Understanding Parametric Second Derivative through Polynomial Division

[Andrusko]

I'm having trouble seeing how an example comes out because the "worked example" skips about 5 steps and I can't get from point a to b.

It starts as:

$$\frac{\frac{d}{dt}(\frac{3t^{2}-3}{3t^{2}-6t})}{3t^2-6t}$$

and is meant to end up as:

$$\frac{-2(t^{2}-t+1)}{3t^{3}(t-2)^{3}}$$

I end up with a mess looking nothing like that and I suspect it's because I've missed some cunning common factor that is easy to spot provided you've already done the problem.

I used the quotient rule for the top part.

$$\frac{u}{v} = \frac{u'v-uv'}{v^{2}}$$

My rearrangement looks like this:

$$\frac{-3t^{2}-t+1}{(3t^{2}-6t)^{3}}$$

 

[Gib Z]

Well that was a good start, although you shouldn't be tacky with your notation!

$$\frac{u}{v} = \frac{u'v-v'u}{v^2}$$ is incorrect, although

$$\frac{d}{dx} \left( \frac{u}{v} \right) = \frac{u'v-v'u}{v^2}$$ is correct.

Firstly, I would have done polynomial division to get $$\frac{3t^2-3}{3t^2 -6} = 1 + \frac{2t-1}{t^2-2t}$$ which simplifies the algebra you have to grind through considerably.

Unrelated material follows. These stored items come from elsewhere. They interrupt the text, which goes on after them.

PR #33186, opened 2024-08-26
layout: Enable flexbox by default on non-legacy layout

mrobinson:
Flexbox is still very much in progress, but things are working well
enough that we can enable it by default. It improves most pages that use
flexbox now.

Some tests start to pass, but these are exposing existing bugs in flexbox
or other missing features.

---


Loirooriol (approved):

wusyong:
Shoutout to all the hard work! Just tested with https://flexbox.help/ and it seems working very well!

Do it one step at a time. Let u = 2t-1, so u' = 2. v = t^2 - 2t, so v' = 2t-2. Substitute those directly into the rule again and simplify. You should get what the book says, the result is correct.

 

[Andrusko]

But it's $$3t^{2}-6t$$ on the bottom, not $$3t^{2}-6$$

Can you still divide them?

[edit] Oops turn out I just suck at polynomial division. I got it now... [edit]